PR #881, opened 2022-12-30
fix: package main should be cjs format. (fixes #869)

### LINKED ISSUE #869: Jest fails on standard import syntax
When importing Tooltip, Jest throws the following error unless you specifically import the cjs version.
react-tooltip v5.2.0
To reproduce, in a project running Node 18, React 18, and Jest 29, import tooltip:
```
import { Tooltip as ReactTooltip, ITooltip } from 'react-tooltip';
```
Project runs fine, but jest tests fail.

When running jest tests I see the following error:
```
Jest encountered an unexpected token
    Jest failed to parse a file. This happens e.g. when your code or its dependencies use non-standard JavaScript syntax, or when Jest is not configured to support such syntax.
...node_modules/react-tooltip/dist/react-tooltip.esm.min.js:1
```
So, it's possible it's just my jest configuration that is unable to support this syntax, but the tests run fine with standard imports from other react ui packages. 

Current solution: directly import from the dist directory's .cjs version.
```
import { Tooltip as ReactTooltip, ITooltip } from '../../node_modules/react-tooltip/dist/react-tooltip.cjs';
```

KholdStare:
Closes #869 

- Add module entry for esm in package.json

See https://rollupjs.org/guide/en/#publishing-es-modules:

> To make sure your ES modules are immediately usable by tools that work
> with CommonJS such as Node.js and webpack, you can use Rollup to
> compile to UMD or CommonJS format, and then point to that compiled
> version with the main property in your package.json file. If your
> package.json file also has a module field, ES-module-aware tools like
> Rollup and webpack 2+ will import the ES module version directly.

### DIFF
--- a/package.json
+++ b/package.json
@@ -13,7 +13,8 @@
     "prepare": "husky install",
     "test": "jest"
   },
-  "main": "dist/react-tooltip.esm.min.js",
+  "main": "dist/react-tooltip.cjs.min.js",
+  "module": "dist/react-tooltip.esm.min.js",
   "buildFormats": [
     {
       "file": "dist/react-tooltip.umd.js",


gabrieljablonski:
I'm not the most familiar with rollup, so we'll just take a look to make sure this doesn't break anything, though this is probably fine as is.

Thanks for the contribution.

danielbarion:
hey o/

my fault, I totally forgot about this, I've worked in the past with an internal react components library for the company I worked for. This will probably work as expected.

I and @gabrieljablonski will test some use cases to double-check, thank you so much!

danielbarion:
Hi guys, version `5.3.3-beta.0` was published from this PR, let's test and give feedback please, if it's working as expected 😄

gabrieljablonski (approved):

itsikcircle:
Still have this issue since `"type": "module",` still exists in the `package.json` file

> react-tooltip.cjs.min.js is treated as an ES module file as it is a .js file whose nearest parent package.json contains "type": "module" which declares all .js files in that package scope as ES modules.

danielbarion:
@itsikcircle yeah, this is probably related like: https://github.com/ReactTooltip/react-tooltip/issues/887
------------
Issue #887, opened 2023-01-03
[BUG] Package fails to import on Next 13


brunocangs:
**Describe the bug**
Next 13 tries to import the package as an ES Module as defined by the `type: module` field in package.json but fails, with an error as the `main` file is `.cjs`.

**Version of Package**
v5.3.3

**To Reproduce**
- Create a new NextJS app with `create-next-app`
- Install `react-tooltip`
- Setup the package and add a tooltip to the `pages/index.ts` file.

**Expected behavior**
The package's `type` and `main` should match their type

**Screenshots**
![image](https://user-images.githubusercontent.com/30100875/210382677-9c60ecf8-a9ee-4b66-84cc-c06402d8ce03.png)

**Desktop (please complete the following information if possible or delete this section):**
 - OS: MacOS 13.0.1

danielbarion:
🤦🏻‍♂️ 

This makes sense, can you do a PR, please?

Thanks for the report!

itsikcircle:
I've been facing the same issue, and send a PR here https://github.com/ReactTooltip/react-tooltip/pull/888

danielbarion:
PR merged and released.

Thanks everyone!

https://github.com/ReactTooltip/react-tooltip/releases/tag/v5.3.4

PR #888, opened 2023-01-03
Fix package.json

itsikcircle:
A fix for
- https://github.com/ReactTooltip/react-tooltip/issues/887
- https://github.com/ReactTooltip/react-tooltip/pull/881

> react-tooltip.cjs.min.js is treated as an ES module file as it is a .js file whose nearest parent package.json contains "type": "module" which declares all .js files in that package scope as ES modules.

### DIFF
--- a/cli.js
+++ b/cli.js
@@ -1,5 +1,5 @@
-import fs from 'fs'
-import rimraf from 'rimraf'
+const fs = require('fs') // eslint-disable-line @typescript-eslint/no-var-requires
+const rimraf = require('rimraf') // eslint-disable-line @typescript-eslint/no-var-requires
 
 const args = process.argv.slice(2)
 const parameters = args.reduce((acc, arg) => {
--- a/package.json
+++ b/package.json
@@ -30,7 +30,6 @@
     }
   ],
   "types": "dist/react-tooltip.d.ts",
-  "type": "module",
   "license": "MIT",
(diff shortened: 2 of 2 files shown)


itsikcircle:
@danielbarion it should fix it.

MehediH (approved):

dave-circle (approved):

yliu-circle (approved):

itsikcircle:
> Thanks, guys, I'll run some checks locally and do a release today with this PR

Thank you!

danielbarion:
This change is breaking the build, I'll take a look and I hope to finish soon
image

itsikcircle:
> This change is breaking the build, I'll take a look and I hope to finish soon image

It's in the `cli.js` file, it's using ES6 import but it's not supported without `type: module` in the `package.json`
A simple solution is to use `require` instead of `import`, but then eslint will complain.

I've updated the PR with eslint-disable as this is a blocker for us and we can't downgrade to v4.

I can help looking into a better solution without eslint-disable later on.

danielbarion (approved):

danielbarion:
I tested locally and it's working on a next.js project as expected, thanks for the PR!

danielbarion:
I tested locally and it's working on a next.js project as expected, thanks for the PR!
------------
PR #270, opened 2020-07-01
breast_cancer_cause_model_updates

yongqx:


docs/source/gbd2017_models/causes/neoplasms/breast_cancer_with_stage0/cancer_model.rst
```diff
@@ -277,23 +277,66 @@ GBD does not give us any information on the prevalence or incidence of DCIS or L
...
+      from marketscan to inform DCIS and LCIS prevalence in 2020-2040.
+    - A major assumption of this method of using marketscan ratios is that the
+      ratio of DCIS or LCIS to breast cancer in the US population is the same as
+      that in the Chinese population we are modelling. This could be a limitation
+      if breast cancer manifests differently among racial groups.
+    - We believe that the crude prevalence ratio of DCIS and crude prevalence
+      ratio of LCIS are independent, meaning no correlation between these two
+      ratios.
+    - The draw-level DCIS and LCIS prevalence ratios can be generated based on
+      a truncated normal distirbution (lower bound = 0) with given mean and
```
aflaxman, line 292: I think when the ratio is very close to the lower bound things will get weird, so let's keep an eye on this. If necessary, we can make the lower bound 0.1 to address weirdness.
------------
Task instructions:
Please give again the lines above between the line holding "Still have this" and the line holding "yeah, this is", inclusive, exactly as they are and with nothing added.

Solution for this exercise:
Still have this issue since `"type": "module",` still exists in the `package.json` file

> react-tooltip.cjs.min.js is treated as an ES module file as it is a .js file whose nearest parent package.json contains "type": "module" which declares all .js files in that package scope as ES modules.

danielbarion:
@itsikcircle yeah, this is probably related like: https://github.com/ReactTooltip/react-tooltip/issues/887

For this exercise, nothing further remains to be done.